WHAT IS NEEDED
In full and without edits, write out the data that follows.

DATASET EXCERPTS

PR #2958, opened 2026-05-29
feat(mcp): redact PII from MCP tool responses

lpichler:
## Summary

Prevent LLM leakage of personal data by redacting sensitive PII fields from MCP tool responses. The LLM does not need emails or last names to perform RBAC investigation tasks — UUIDs and first names are sufficient for identifying and correlating users.

### 1. Per-tool PII redaction via `redacted_fields`

Added `redacted_fields: tuple[str, ...]` to the `ToolConfig` dataclass and `@register_tool()` decorator. Each principal-related tool declares which fields to strip:

```python
_PRINCIPAL_REDACTED_FIELDS = ("email", "last_name")

@register_tool(
    description="...",
    redacted_fields=_PRINCIPAL_REDACTED_FIELDS,
)
def list_principals(...):
```

A new `_strip_pii_from_principal_list()` helper strips declared fields from serialized responses and enriches entries with `Principal.uuid` from the database.

### 2. Tools affected (6)

| Tool | What changes in the response |
|------|------------------------------|
| `list_principals` | `email`, `last_name` stripped; `uuid` added |
| `list_group_principals` | Same |
| `investigate_tam_access` | `requester_info` returns only `{user_id}` instead of full BOP profile |
| `audit_redhat_access` | `user_info` returns only `{user_id}` |
| `audit_group_for_dissolution` | Members identified by `uuid`; `username` removed from member dicts and stranded lists |
| `get_user_state` | Top-level key is `uuid` instead of `username` |

**Unchanged tools:** `check_user_permission`, `investigate_user_access`, `list_audit_logs`, `investigate_group_changes`, `get_rbac_recent_changes` — these use `principal_username` (system identifier from audit logs), not display PII.

### 3. Feature flag: `MCP_PII_REDACTION_ENABLED`

- **Default: `True`** (redaction on)
- Set `MCP_PII_REDACTION_ENABLED=False` to restore full PII in responses (e.g., for internal debugging)
- Read via `settings.MCP_PII_REDACTION_ENABLED` with `_is_pii_redaction_enabled()` helper
- Added to `tox.ini` `[testenv]` for explicitness

### 4. Tool descriptions updated

All affected tools' `@register_tool(description=...)` strings updated to document:
- Which fields are redacted
- That UUIDs are used as identifiers
- Response schema changes (e.g., `{uuid, username, first_name, ...}` instead of `{username, email, first_name, last_name, ...}`)

## Test plan

- [x] All 405 MCP view tests pass (`tox -e py312-fast -- tests.management.test_mcp_views`)
- [x] `test_principal_tools_have_redacted_fields` — verifies all principal-related tools declare `redacted_fields`
- [x] `test_list_principals_pii_visible_when_redaction_disabled` — flag off, PII present
- [x] `test_get_user_state_pii_visible_when_redaction_disabled` — flag off, `username` key instead of `uuid`
- [x] `test_audit_redhat_access_pii_visible_when_redaction_disabled` — flag off, `name`/`email` in `user_info`
- [x] `test_audit_group_for_dissolution_pii_visible_when_redaction_disabled` — flag off, `username` in members
- [x] Existing redaction-on tests assert `email`/`last_name` absent from responses
- [x] `tox -e lint` passes (flake8 + black)


rbac/management/mcp_views.py
```diff
@@ -650,6 +653,37 @@ def _list_principals_by_name(
         },
         default=str,
     )
+    return _strip_pii_from_principal_list(raw_json, tenant=getattr(request, "tenant", None))
+
+
+_PII_FIELDS = ("username", "email", "first_name", "last_name")
+
+
+def _strip_pii_from_principal_list(raw_json: str, tenant=None) -> str:
```
EvanCasey13: Should we add case for checking if tenant is none or principal is not present, this could lead to an empty uuid field?

EvanCasey13 (approved):

lpichler:
## Code Review Findings

### Issue 1 (Low severity): `_strip_pii_from_principal_list` performs DB query per call without caching (Info)

In `_strip_pii_from_principal_list`, when redaction is enabled, the function queries `Principal.objects.filter(username__in=usernames, tenant=tenant)` to resolve UUIDs. This is called once per `list_principals`/`_list_principals_by_name`/`list_group_principals` invocation, so typically just one query per tool call. This is acceptable for current usage patterns but worth noting -- if the function were ever called in a loop, it could cause N+1 issues.

**Verdict**: Acceptable -- not a bug, just a note for future maintainers.

---

### Issue 2 (Low severity): `_list_principals_by_name` with `username_only=True` produces empty objects after redaction (Info)

When `username_only=True`, the upstream API returns `{"username": "jsmith"}` for each entry (single key). After `_strip_pii_from_principal_list` removes `username` and finds no matching Principal in DB (since the proxy data may not match local principals), each entry in `data` becomes `{}` -- an empty dict. The test at line 601-603 now asserts `assertNotIn("username", user)` and `assertNotIn("email", user)` but doesn't check that the resulting objects contain anything useful.

**Verdict**: Minor UX concern -- the LLM consuming these results would see `data: [{}, {}]` which is not very useful. However, `username_only` is a niche parameter and the redaction behavior is consistent with the overall approach. Could be improved by omitting empty entries or adding a note.

---

### Issue 3 (Informational): `investigate_tam_access` filtering still works with PII internally (Info)

The filtering by `requester_name`/`requester_email` correctly uses BOP data internally before redacting the output. The comment `"(uses BOP data internally, not exposed)"` documents this well.

**No bugs found.** The implementation is clean, consistent across all 6 tools, and properly gated behind the feature flag. The feature flag follows the established pattern (Unleash toggle + env var fallback). Tests cover both the redacted (default) and non-redacted paths.

---

### Issue 1 (Low, Observation): `guide_user_access_delegation` reads `username` from redacted response (Info)

**Location**: `rbac/management/mcp_views.py`, line ~4291 (in PR branch)

The `guide_user_access_delegation` tool calls `list_principals()` internally and then reads `user_data.get("username")` from the response. Since `list_principals` now strips the `username` field when PII redaction is enabled, this will produce `{"username": None}` in the `user_info` dict rather than the actual username or being omitted entirely.

**Impact**: Low. The field will contain `None` rather than being absent, which is inconsistent with the redaction pattern used elsewhere (where PII fields are removed entirely). The tool still functions correctly since it uses the `username` input parameter for subsequent operations, not the returned value. However, an LLM reading `"username": null` might be confused.

**Verdict**: Minor inconsistency, not a crash bug. The tool is outside the PR's stated scope (6 tools), but the PR's changes to `list_principals` have this downstream effect.

---

### Issue 2 (Info, Design Note): PII still present in tools outside PR scope (Info)

Several other tools continue to return PII when redaction is enabled:
- `check_user_permission` / `investigate_user_access` — returns `username` in `user_info`
- `list_audit_logs` — returns `principal_username`
- `guide_user_access_delegation` — returns `username` in result
- Error messages in `get_user_state`, `investigate_tam_access` echo back input usernames/emails

These are all outside the PR's stated scope of 6 tools and are documented as such. The error message cases are defensible since they echo caller-provided input. Future PRs could address the remaining tools.

lpichler:
## Code Review Findings

### [4] Scope simplification changes bundled with PII redaction PR (informational)

**File:** `multiple files`

Approximately half the diff relates to scope service simplification (removing binding_scopes_for_role, all_scopes_for_permission, etc.) brought in via merge. PR description does not mention these changes.

---

**File:** `rbac/management/mcp_views.py` (line 1)

**low**: [1] String formatting bug in audit_redhat_access (non-redacted path)

Due to f-string concatenation and operator precedence, .strip() applies only to the last_name f-string, not the full name. Results in trailing space when last_name is empty. Only affects MCP_PII_REDACTION_ENABLED=False path.

**Suggestion:** Wrap the entire name construction in parentheses before calling .strip(): (f"...first_name..." + " " + f"...last_name...").strip()



---

**File:** `rbac/management/mcp_views.py` (line 1)

**informational**: [2] Dead code: _validate_tool_arguments and _sanitize_validation_error

The call to _validate_tool_arguments() was removed from _handle_tools_call(), and its tests were removed, but the function definitions remain as dead code.

**Suggestion:** Either remove the dead functions or restore the validation call.



---

**File:** `rbac/management/mcp_views.py` (line 1)

**informational**: [3] redacted_fields on ToolConfig is metadata-only, not consumed by framework

redacted_fields is set on each tool but never consumed automatically. Redaction is done manually in each tool function. This is acceptable as a foundation for future automation.

**Suggestion:** Consider adding a decorator or middleware that auto-strips redacted_fields, reducing per-tool boilerplate.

FINISHED TASK
PR #2958, opened 2026-05-29
feat(mcp): redact PII from MCP tool responses

lpichler:
## Summary

Prevent LLM leakage of personal data by redacting sensitive PII fields from MCP tool responses. The LLM does not need emails or last names to perform RBAC investigation tasks — UUIDs and first names are sufficient for identifying and correlating users.

### 1. Per-tool PII redaction via `redacted_fields`

Added `redacted_fields: tuple[str, ...]` to the `ToolConfig` dataclass and `@register_tool()` decorator. Each principal-related tool declares which fields to strip:

```python
_PRINCIPAL_REDACTED_FIELDS = ("email", "last_name")

@register_tool(
    description="...",
    redacted_fields=_PRINCIPAL_REDACTED_FIELDS,
)
def list_principals(...):
```

A new `_strip_pii_from_principal_list()` helper strips declared fields from serialized responses and enriches entries with `Principal.uuid` from the database.

### 2. Tools affected (6)

| Tool | What changes in the response |
|------|------------------------------|
| `list_principals` | `email`, `last_name` stripped; `uuid` added |
| `list_group_principals` | Same |
| `investigate_tam_access` | `requester_info` returns only `{user_id}` instead of full BOP profile |
| `audit_redhat_access` | `user_info` returns only `{user_id}` |
| `audit_group_for_dissolution` | Members identified by `uuid`; `username` removed from member dicts and stranded lists |
| `get_user_state` | Top-level key is `uuid` instead of `username` |

**Unchanged tools:** `check_user_permission`, `investigate_user_access`, `list_audit_logs`, `investigate_group_changes`, `get_rbac_recent_changes` — these use `principal_username` (system identifier from audit logs), not display PII.

### 3. Feature flag: `MCP_PII_REDACTION_ENABLED`

- **Default: `True`** (redaction on)
- Set `MCP_PII_REDACTION_ENABLED=False` to restore full PII in responses (e.g., for internal debugging)
- Read via `settings.MCP_PII_REDACTION_ENABLED` with `_is_pii_redaction_enabled()` helper
- Added to `tox.ini` `[testenv]` for explicitness

### 4. Tool descriptions updated

All affected tools' `@register_tool(description=...)` strings updated to document:
- Which fields are redacted
- That UUIDs are used as identifiers
- Response schema changes (e.g., `{uuid, username, first_name, ...}` instead of `{username, email, first_name, last_name, ...}`)

## Test plan

- [x] All 405 MCP view tests pass (`tox -e py312-fast -- tests.management.test_mcp_views`)
- [x] `test_principal_tools_have_redacted_fields` — verifies all principal-related tools declare `redacted_fields`
- [x] `test_list_principals_pii_visible_when_redaction_disabled` — flag off, PII present
- [x] `test_get_user_state_pii_visible_when_redaction_disabled` — flag off, `username` key instead of `uuid`
- [x] `test_audit_redhat_access_pii_visible_when_redaction_disabled` — flag off, `name`/`email` in `user_info`
- [x] `test_audit_group_for_dissolution_pii_visible_when_redaction_disabled` — flag off, `username` in members
- [x] Existing redaction-on tests assert `email`/`last_name` absent from responses
- [x] `tox -e lint` passes (flake8 + black)


rbac/management/mcp_views.py
```diff
@@ -650,6 +653,37 @@ def _list_principals_by_name(
         },
         default=str,
     )
+    return _strip_pii_from_principal_list(raw_json, tenant=getattr(request, "tenant", None))
+
+
+_PII_FIELDS = ("username", "email", "first_name", "last_name")
+
+
+def _strip_pii_from_principal_list(raw_json: str, tenant=None) -> str:
```
EvanCasey13: Should we add case for checking if tenant is none or principal is not present, this could lead to an empty uuid field?

EvanCasey13 (approved):

lpichler:
## Code Review Findings

### Issue 1 (Low severity): `_strip_pii_from_principal_list` performs DB query per call without caching (Info)

In `_strip_pii_from_principal_list`, when redaction is enabled, the function queries `Principal.objects.filter(username__in=usernames, tenant=tenant)` to resolve UUIDs. This is called once per `list_principals`/`_list_principals_by_name`/`list_group_principals` invocation, so typically just one query per tool call. This is acceptable for current usage patterns but worth noting -- if the function were ever called in a loop, it could cause N+1 issues.

**Verdict**: Acceptable -- not a bug, just a note for future maintainers.

---

### Issue 2 (Low severity): `_list_principals_by_name` with `username_only=True` produces empty objects after redaction (Info)

When `username_only=True`, the upstream API returns `{"username": "jsmith"}` for each entry (single key). After `_strip_pii_from_principal_list` removes `username` and finds no matching Principal in DB (since the proxy data may not match local principals), each entry in `data` becomes `{}` -- an empty dict. The test at line 601-603 now asserts `assertNotIn("username", user)` and `assertNotIn("email", user)` but doesn't check that the resulting objects contain anything useful.

**Verdict**: Minor UX concern -- the LLM consuming these results would see `data: [{}, {}]` which is not very useful. However, `username_only` is a niche parameter and the redaction behavior is consistent with the overall approach. Could be improved by omitting empty entries or adding a note.

---

### Issue 3 (Informational): `investigate_tam_access` filtering still works with PII internally (Info)

The filtering by `requester_name`/`requester_email` correctly uses BOP data internally before redacting the output. The comment `"(uses BOP data internally, not exposed)"` documents this well.

**No bugs found.** The implementation is clean, consistent across all 6 tools, and properly gated behind the feature flag. The feature flag follows the established pattern (Unleash toggle + env var fallback). Tests cover both the redacted (default) and non-redacted paths.

---

### Issue 1 (Low, Observation): `guide_user_access_delegation` reads `username` from redacted response (Info)

**Location**: `rbac/management/mcp_views.py`, line ~4291 (in PR branch)

The `guide_user_access_delegation` tool calls `list_principals()` internally and then reads `user_data.get("username")` from the response. Since `list_principals` now strips the `username` field when PII redaction is enabled, this will produce `{"username": None}` in the `user_info` dict rather than the actual username or being omitted entirely.

**Impact**: Low. The field will contain `None` rather than being absent, which is inconsistent with the redaction pattern used elsewhere (where PII fields are removed entirely). The tool still functions correctly since it uses the `username` input parameter for subsequent operations, not the returned value. However, an LLM reading `"username": null` might be confused.

**Verdict**: Minor inconsistency, not a crash bug. The tool is outside the PR's stated scope (6 tools), but the PR's changes to `list_principals` have this downstream effect.

---

### Issue 2 (Info, Design Note): PII still present in tools outside PR scope (Info)

Several other tools continue to return PII when redaction is enabled:
- `check_user_permission` / `investigate_user_access` — returns `username` in `user_info`
- `list_audit_logs` — returns `principal_username`
- `guide_user_access_delegation` — returns `username` in result
- Error messages in `get_user_state`, `investigate_tam_access` echo back input usernames/emails

These are all outside the PR's stated scope of 6 tools and are documented as such. The error message cases are defensible since they echo caller-provided input. Future PRs could address the remaining tools.

lpichler:
## Code Review Findings

### [4] Scope simplification changes bundled with PII redaction PR (informational)

**File:** `multiple files`

Approximately half the diff relates to scope service simplification (removing binding_scopes_for_role, all_scopes_for_permission, etc.) brought in via merge. PR description does not mention these changes.

---

**File:** `rbac/management/mcp_views.py` (line 1)

**low**: [1] String formatting bug in audit_redhat_access (non-redacted path)

Due to f-string concatenation and operator precedence, .strip() applies only to the last_name f-string, not the full name. Results in trailing space when last_name is empty. Only affects MCP_PII_REDACTION_ENABLED=False path.

**Suggestion:** Wrap the entire name construction in parentheses before calling .strip(): (f"...first_name..." + " " + f"...last_name...").strip()



---

**File:** `rbac/management/mcp_views.py` (line 1)

**informational**: [2] Dead code: _validate_tool_arguments and _sanitize_validation_error

The call to _validate_tool_arguments() was removed from _handle_tools_call(), and its tests were removed, but the function definitions remain as dead code.

**Suggestion:** Either remove the dead functions or restore the validation call.



---

**File:** `rbac/management/mcp_views.py` (line 1)

**informational**: [3] redacted_fields on ToolConfig is metadata-only, not consumed by framework

redacted_fields is set on each tool but never consumed automatically. Redaction is done manually in each tool function. This is acceptable as a foundation for future automation.

**Suggestion:** Consider adding a decorator or middleware that auto-strips redacted_fields, reducing per-tool boilerplate.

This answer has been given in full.